TEMPO.CO, Jakarta - Kepala Bidang Humas Polda Metro Jaya Komisaris Besar Yusri Yunus mengatakan polisi akan menempatkan tim khusus untuk mengawasi jalannya rapid test kepada penumpang di Bandar Soekarno Hatta. Hal ini untuk mencegah tindakan penipuan terhadap hasil rapid test yang terjadi beberapa waktu lalu terulang.
"Kami sudah berkoordinasi sebenarnya (dengan pihak Bandara Soetta), secara terpadu memang ada tim pengamanan yang khusus di sana," ujar Yusri di Polda Metro Jaya, Selasa, 29 September 2020.
Baca Juga: Tersangka Pencabulan Rapid Test di Bandara Jalani Tes Kejiwaan
Selain dengan pihak Bandara Soetta, Yusri menjelaskan pihaknya juga berkoordinasi dengan penyedia jasa layanan rapid test di Bandara seperti salah satunya Kimia Farma. Tim khusus itu akan mengawasi agar tak ada oknum tim kesehatan yang merekayasa hasil rapid test. "Hal ini untuk menghindari kejadian serupa," kata dia.
Kasus rekayasa hasil rapid test di Bandara Soekarno-Hatta berawal saat seorang oknum tenaga kesehatan bernama Eko Firstson Yuswardinata merekayasa hasil tes cepat seorang penumpang pesawat berinisial LHI reaktif. Pada tes pertama, LHI dinyatakan reaktif virus Covid-19. Ia kemudian ditawarkan Eko tes ulang dengan membayar Rp 1,4 juta dan hasilnya akan menjadi nonreaktif.

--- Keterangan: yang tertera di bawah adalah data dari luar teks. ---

PR #13916, opened 2023-10-06
docs: fix sample causing CS0267

mmarinchenko:
_[CS0267](https://learn.microsoft.com/en-us/dotnet/csharp/misc/cs0267): The partial modifier can only appear immediately before 'class', 'record', 'struct', 'interface', or a method return type._


Youssef1313 (approved):
LGTM. Thanks @mmarinchenko

kazo0 (approved):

Usai membayar, Eko menepati janjinya tersebut. Namun tak sampai di situ, ia juga melakukan tindakan pelecehan seksual terhadap LHI. Kasus ini viral setelah korban menceritakan pengalaman tak menyenangkan itu di Twitter.
Polisi pun menangkap Eko pada Jumat, 25 September 2020 di Balige, Samosir Toba, Sumatera Utara. Ia diciduk di sebuah kamar indekos bersama istri dan anaknya.
Penangkapan Eko dilakukan setelah polisi telah menetapkannya sebagai tersangka dan menjeratnya dengan pasal berlapis. Kasat Reskrim Polres Bandara Soetta Komisaris Alexander Yurikho mengatakan tersangka dijerat pasal 289 KUHPidana dan atau 294 KUHPidana tentang asusila dan perbuatan cabul, dan atau 368 KUHPidana tentang ancaman disertai kekerasan dan atau 378 KUHPidana tentang penipuan. "Dengan ancaman maksimal 9 tahun penjara," ujar Alex.
Pengenaan pasal penipuan dan pelecehan seksual kepada tersangka itu, menurut Yurikho, berdasarkan fakta hukum dan alat bukti yang didapatkan dari proses penyidikan. Yurikho mengakui alat bukti diantaranya bukti transfer uang dan rekaman CCTV.